■ **EXTRACTED MATERIAL**:
*-*-*
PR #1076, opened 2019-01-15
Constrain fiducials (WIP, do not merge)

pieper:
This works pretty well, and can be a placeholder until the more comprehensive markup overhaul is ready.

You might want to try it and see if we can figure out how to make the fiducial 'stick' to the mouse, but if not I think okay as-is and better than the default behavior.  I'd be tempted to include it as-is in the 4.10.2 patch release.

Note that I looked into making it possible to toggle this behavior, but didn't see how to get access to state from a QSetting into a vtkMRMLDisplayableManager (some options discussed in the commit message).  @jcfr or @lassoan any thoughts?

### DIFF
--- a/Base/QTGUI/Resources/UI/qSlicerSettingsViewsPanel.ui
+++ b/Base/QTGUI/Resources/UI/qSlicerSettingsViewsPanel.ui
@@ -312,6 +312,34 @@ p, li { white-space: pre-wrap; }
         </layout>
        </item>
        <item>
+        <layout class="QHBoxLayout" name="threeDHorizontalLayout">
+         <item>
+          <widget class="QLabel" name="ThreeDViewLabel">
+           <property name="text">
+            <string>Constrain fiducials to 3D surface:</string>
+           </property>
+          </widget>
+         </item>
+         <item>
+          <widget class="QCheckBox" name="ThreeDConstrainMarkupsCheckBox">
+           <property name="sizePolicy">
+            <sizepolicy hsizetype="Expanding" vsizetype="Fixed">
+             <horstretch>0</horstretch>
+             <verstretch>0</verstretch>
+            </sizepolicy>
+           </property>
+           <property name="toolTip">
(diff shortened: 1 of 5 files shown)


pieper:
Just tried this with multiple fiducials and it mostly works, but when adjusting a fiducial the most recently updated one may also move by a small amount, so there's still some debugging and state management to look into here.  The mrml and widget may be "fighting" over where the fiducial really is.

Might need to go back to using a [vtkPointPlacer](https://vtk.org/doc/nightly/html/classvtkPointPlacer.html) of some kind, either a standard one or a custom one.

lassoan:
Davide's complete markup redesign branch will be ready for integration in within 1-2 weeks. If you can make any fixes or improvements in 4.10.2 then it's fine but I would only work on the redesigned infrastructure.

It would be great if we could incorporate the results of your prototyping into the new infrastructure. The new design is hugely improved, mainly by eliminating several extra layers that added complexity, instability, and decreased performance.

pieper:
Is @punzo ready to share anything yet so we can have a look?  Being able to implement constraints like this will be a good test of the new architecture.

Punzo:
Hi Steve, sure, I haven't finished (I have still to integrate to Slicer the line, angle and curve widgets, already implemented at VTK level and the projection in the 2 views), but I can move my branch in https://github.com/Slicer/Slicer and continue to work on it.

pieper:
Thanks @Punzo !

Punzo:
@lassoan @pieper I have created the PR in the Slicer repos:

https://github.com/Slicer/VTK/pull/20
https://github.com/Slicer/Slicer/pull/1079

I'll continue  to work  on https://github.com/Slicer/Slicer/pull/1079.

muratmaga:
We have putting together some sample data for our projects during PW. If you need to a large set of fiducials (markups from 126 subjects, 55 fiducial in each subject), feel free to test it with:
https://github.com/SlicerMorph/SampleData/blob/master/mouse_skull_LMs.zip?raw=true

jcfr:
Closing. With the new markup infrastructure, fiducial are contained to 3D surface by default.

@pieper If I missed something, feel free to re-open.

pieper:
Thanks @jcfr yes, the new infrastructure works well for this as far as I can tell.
*-*-*
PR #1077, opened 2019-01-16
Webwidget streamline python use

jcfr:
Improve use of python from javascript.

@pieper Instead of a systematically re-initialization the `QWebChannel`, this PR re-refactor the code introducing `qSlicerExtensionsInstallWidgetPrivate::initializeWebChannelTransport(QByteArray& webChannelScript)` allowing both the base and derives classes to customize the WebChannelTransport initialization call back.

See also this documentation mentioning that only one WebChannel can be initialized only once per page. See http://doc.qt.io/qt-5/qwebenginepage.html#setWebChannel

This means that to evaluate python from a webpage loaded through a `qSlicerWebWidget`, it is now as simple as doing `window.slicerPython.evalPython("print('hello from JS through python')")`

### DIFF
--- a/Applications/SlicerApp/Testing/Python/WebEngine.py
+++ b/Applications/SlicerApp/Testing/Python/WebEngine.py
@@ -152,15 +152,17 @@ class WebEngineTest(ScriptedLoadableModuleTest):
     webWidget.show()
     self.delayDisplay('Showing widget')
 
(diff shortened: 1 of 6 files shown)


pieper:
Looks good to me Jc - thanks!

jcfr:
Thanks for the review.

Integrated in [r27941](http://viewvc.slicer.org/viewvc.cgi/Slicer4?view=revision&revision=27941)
*-*-*
■ **EXERCISE DETAILS**:
Of the lines above, retype only those from the line containing "Closing. With the" through the line containing "Thanks @jcfr yes, the", including both, exactly.

■ **SOLUTION FOR THIS TASK**:
Closing. With the new markup infrastructure, fiducial are contained to 3D surface by default.

@pieper If I missed something, feel free to re-open.

pieper:
Thanks @jcfr yes, the new infrastructure works well for this as far as I can tell.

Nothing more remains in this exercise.